Exercise 3.3.22 (Find the set $\mathscr{G}$ if $m = 21$)

sage: m = 21
sage: inv = [Mod(a,m) for a in range(m) if gcd(a,m) == 1]; inv
[1, 2, 4, 5, 8, 10, 11, 13, 16, 17, 19, 20]
sage: [a for a in inv if a^((m-1) // 2)  == Mod(kronecker(a,m),m)]
[1, 20]

Note : For $m=7\cdot 13=91$, the same instructions give a greater subgroup $𝒢$ with order $18$, which is a divisor of $\varphi (m)=72$, as expected.
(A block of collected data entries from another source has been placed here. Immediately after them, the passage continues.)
PR #5226, opened 2016-08-22
(PUP-6592) acceptance: Sensitive data

er0ck:
* add a test for Sensitive data type and its functions
* test employs a first pass at table driven testing
  * could be used for other tests for puppet language and resource types
  * the code generation portion could use a bit of work prior to expansion

[skip ci]

### DIFF
--- a/acceptance/tests/language/sensitive_data_type.rb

Of course, if $m$ is prime, $𝒢={(\mathbb{Z}∕\mathit{m\mathbb{Z}})}^{\text{×}}$ has order $m-1=\varphi (m)$. Testing all odd composite numbers $m$ up to $2000$, we observe that the order of $𝒢$ is at most $\varphi (m)∕2$, which is expected, since the index of $𝒢$ satisfies ${(\mathbb{Z}∕\mathit{m\mathbb{Z}})}^{\text{×}}:𝒢)\ge 2$ for composite numbers, if we can prove that $𝒢\ne {(\mathbb{Z}∕\mathit{m\mathbb{Z}})}^{\text{×}}$ is always true (see Problem 23). This threshold is reached for $1729$, for which $|𝒢|=\varphi (m)∕2=648$. Every element $a$ in the complement of $𝒢$ give a proof that $m$ is not a prime, since $a^{(p-1)∕2}\ne \left(\frac{a}{p}\right)$. For instance, for $a=11$, $\left(\frac{11}{1729}\right)=-1$, but $11^{(1729-1)∕2}\equiv 1(\mathit{mod}1729)$. So the witness $11$ shows that $1729$ is composite, and the number of such witnesses is at least $\varphi (m)∕2$ (and if $a\wedge m\ne 1,a\wedge m$ is a non trivial divisor of $m$). This is the idea for the Solovay-Strassen test for prime numbers.